Namhi Kim Wagner (1923 – March 2023) was a university instructor and Harvard University's first Korean Language Program Director. Her ceramics are influenced by Buncheong style and she is said to be one of the first American ceramicists to revive the Buncheong style of ceramics. Her work is in the Museum of Fine Arts, Boston's collection and the Harvard Art Museums' collection.

== Early and personal life ==
In 1923, she was born in Korea. She grew up in Japan and graduated from Ochanomizu University in Tokyo, Japan. She married an editor of The Korea Times – Choi Byung-woo. In 1958, Byung-woo died while he was working as a war correspondent during the Second Taiwan Strait Crisis. She had three children with Byung-woo. She has three daughters – Yunghi Choi, Sokhi Choi Wagner, and Sanghi Choi Wagner. In 1961, she immigrated to the United States and married Edward Willett Wagner.

== Harvard ==
She began working at the Harvard-Yenching Library in 1961. In 1964, she started teaching in Harvard's Korean Language Program. In 1965, she became the program's first Program Director and she retired from the position in 1995.

== Ceramics ==
In 1971, she started studying ceramics at the Massachusetts Institute of Technology's Pottery Studio. In 1975, her work was on display in an exhibit titled Clay, which featured the work of undergraduate students at the Radcliffe Pottery Studio (which became the Harvard Ceramics Program). From 1997 to 2004, she was an artist-in-residence at the Harvard Ceramics Program. On June 16, 2010, the Museum of Fine Arts in Boston accessioned one of her original ceramic pieces for their collection. In the spring of 2016, her ceramic work was on display at the Harvard-affiliated art exhibition center – Gallery 224. In 2020, the Harvard Art Museums accessioned an original ceramic bowl Wagner had made into its collections.

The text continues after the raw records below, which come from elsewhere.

PR #2824, opened 2022-12-05
Comment `compute_V`; Parallelize UKS `compute_V`

JonathonMisiewicz:

- [x] Fixed a bug where UKS was not properly parallelized

## Dev notes & details

- [x] Adds a lot of comments to `compute_V` in preparation for fixing `compute_Vx` for GGAs
- [x] Fixes _a_ bug in `compute_Vx` for GGAs. There's more to find, but that's beyond-the-scope 
- [x] Things to review: Are the comments comprehensible? Is anything obvious missing, needed to understand `compute_V` up to GGA in either polarization?
- [x] Things to review: I added [this parallelization line](https://github.com/JonathonMisiewicz/psi4/blob/75709af51d7fd68f926d2e28ac2d3ae9a4cea9c9/psi4/src/psi4/libfock/v.cc#L2490), which is the counterpart of [this line](https://github.com/JonathonMisiewicz/psi4/blob/75709af51d7fd68f926d2e28ac2d3ae9a4cea9c9/psi4/src/psi4/libfock/v.cc#L1978) in RKS. Anything obviously wrong with the parallelization?
- [x] Notice to @davpoolechem: per the above, any UKS speed benchmarks need to be redone with this PR. 
- [x] 1.7 preferred but not demanded

## Checklist
- [x] quick tests passed

## Status
- [x] Ready for review
- [x] Ready for merge

### DIFF
--- a/psi4/src/psi4/libfock/v.cc
+++ b/psi4/src/psi4/libfock/v.cc
@@ -1254,12 +1254,14 @@ void RV::initialize() {
 void RV::finalize() { VBase::finalize(); }
 void RV::print_header() const { VBase::print_header(); }
 void RV::compute_V(std::vector<SharedMatrix> ret) {
+    // => Validate object <=
     timer_on("RV: Form V");
     
     if ((D_AO_.size() != 1) || (ret.size() != 1)) {
         throw PSIEXCEPTION("V: RKS should have only one D/V Matrix");
     }
     
+    // => Special BrianQC Logic <=
 #ifdef USING_BrianQC
     if (brianEnable and brianEnableDFT) {
         double DFTEnergy;
@@ -1288,6 +1290,7 @@ void RV::compute_V(std::vector<SharedMatrix> ret) {
     }
 #endif
 
+    // => Initialize variables, esp. pointers and matrices <=
     // Thread info
     int rank = 0;
 
@@ -1320,10 +1323,11 @@ void RV::compute_V(std::vector<SharedMatrix> ret) {
 
 // VV10 kernel data if requested
 
+    // => Compute V <=
 // Traverse the blocks of points
 #pragma omp parallel for private(rank) schedule(guided) num_threads(num_threads_)
     for (size_t Q = 0; Q < grid_->blocks().size(); Q++) {
-// Get thread info
+        // ==> Define block/thread-specific variables <==
 #ifdef _OPENMP
         rank = omp_get_thread_num();
 #endif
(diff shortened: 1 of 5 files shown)


psi4/src/psi4/libfock/v.cc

In addition to making her own ceramics, she also donated several pieces of antique Korean ceramics from her own collection to the Harvard Art Museums that date back to the Koryŏ dynasty and Chosŏn dynasty.

== Death and legacy ==
In 2022, Harvard's Korean Program honored Wagner by naming the Namhi Kim Wagner Korean Language Prize after her. She died March 2023 at age 99. In the summer of 2023, the Lexington Arts & Craft Society hosted a Memorial Retrospective Ceramics Exhibition of Wagner's ceramics.